# What is expected
Out of the entries that follow, copy each line containing "title".

# Stored dataset items
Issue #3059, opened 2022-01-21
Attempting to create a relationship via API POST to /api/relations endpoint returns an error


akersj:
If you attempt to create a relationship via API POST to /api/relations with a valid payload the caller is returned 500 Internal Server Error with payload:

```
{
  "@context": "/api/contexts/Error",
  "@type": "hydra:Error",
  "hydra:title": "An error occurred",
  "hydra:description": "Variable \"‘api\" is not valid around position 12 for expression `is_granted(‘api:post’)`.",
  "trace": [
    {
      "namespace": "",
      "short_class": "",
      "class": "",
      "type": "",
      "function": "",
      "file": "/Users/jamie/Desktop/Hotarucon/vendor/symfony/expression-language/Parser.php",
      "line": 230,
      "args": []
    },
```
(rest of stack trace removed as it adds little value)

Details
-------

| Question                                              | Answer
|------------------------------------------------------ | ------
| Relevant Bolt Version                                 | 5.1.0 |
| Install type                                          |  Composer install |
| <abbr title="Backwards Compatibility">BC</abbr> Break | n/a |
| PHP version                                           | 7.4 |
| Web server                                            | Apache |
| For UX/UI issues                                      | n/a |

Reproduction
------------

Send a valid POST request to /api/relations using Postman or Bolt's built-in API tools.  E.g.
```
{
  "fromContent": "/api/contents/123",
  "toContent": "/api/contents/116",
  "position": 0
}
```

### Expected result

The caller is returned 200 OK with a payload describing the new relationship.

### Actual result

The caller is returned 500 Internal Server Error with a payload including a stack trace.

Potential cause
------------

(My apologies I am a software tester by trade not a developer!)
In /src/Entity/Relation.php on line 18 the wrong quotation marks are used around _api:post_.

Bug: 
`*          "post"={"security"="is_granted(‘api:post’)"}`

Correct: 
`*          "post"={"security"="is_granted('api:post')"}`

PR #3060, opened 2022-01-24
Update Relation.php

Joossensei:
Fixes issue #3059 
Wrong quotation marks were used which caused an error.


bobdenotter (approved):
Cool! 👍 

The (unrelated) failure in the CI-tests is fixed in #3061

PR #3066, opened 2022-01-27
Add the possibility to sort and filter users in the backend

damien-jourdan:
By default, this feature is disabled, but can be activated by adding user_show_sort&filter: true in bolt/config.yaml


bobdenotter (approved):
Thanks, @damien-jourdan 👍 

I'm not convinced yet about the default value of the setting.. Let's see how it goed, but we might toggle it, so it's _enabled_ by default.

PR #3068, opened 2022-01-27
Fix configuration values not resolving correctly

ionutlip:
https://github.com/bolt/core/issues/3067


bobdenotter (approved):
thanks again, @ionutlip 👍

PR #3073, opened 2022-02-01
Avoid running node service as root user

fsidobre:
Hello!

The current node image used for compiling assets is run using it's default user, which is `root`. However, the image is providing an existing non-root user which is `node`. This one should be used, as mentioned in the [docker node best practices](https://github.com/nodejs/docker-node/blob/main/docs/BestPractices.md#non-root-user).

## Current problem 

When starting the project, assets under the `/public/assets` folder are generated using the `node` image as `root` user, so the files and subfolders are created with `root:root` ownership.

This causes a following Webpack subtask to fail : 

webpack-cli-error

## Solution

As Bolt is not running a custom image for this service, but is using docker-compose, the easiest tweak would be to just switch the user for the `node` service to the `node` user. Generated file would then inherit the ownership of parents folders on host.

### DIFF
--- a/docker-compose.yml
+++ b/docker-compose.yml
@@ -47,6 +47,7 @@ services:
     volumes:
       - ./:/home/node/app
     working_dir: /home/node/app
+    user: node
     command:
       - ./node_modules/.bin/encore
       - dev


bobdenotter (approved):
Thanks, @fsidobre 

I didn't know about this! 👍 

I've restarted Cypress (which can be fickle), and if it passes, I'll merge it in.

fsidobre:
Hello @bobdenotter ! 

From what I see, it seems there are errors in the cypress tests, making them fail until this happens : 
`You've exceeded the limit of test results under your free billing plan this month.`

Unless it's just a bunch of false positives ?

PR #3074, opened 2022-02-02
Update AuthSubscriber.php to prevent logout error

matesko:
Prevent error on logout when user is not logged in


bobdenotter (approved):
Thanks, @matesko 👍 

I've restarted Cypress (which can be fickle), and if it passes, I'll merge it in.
* * *
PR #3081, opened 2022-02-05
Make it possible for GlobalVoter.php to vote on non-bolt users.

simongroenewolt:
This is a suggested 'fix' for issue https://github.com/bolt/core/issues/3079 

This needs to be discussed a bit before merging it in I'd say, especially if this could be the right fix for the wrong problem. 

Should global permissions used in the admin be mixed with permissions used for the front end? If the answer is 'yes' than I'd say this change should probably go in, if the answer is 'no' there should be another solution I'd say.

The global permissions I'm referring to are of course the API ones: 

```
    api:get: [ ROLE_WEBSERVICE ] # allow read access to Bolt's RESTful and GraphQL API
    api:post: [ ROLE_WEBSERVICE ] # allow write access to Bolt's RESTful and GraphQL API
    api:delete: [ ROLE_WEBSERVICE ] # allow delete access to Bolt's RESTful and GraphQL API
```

# Completed task
  "hydra:title": "An error occurred",
| <abbr title="Backwards Compatibility">BC</abbr> Break | n/a |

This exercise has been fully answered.